== Your goal ==
After finding the line with "cache, blkid_dev dev)" in the data below, set down exactly each line through the one with "It is anyways", inclusive, and stop there.

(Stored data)
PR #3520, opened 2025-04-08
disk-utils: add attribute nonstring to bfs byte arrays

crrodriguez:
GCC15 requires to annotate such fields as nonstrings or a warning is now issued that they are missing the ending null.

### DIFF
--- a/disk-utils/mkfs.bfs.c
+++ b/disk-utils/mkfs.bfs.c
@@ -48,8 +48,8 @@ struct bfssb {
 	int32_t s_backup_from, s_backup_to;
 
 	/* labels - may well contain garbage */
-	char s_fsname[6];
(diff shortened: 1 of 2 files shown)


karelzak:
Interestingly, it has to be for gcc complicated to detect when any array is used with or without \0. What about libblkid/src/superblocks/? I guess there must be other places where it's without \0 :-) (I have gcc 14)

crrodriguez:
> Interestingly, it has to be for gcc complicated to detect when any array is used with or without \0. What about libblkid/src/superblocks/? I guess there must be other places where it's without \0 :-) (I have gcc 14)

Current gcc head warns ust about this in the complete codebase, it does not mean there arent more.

* * *

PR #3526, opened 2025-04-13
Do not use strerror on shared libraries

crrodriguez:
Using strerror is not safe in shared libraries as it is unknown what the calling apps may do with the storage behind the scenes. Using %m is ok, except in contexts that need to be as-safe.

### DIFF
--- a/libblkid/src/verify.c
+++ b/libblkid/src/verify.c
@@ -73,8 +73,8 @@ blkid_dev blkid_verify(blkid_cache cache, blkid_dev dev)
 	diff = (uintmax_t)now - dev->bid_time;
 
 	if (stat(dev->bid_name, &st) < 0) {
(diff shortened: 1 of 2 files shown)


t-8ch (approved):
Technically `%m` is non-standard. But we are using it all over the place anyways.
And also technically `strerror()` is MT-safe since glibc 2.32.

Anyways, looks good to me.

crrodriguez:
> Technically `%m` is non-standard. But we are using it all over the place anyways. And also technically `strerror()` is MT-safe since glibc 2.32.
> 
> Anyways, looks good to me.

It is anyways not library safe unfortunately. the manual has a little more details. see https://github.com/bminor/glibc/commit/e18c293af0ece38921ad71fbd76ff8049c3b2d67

== Solution to this problem ==
@@ -73,8 +73,8 @@ blkid_dev blkid_verify(blkid_cache cache, blkid_dev dev)
 	diff = (uintmax_t)now - dev->bid_time;
 
 	if (stat(dev->bid_name, &st) < 0) {
(diff shortened: 1 of 2 files shown)


t-8ch (approved):
Technically `%m` is non-standard. But we are using it all over the place anyways.
And also technically `strerror()` is MT-safe since glibc 2.32.

Anyways, looks good to me.

crrodriguez:
> Technically `%m` is non-standard. But we are using it all over the place anyways. And also technically `strerror()` is MT-safe since glibc 2.32.
> 
> Anyways, looks good to me.

It is anyways not library safe unfortunately. the manual has a little more details. see https://github.com/bminor/glibc/commit/e18c293af0ece38921ad71fbd76ff8049c3b2d67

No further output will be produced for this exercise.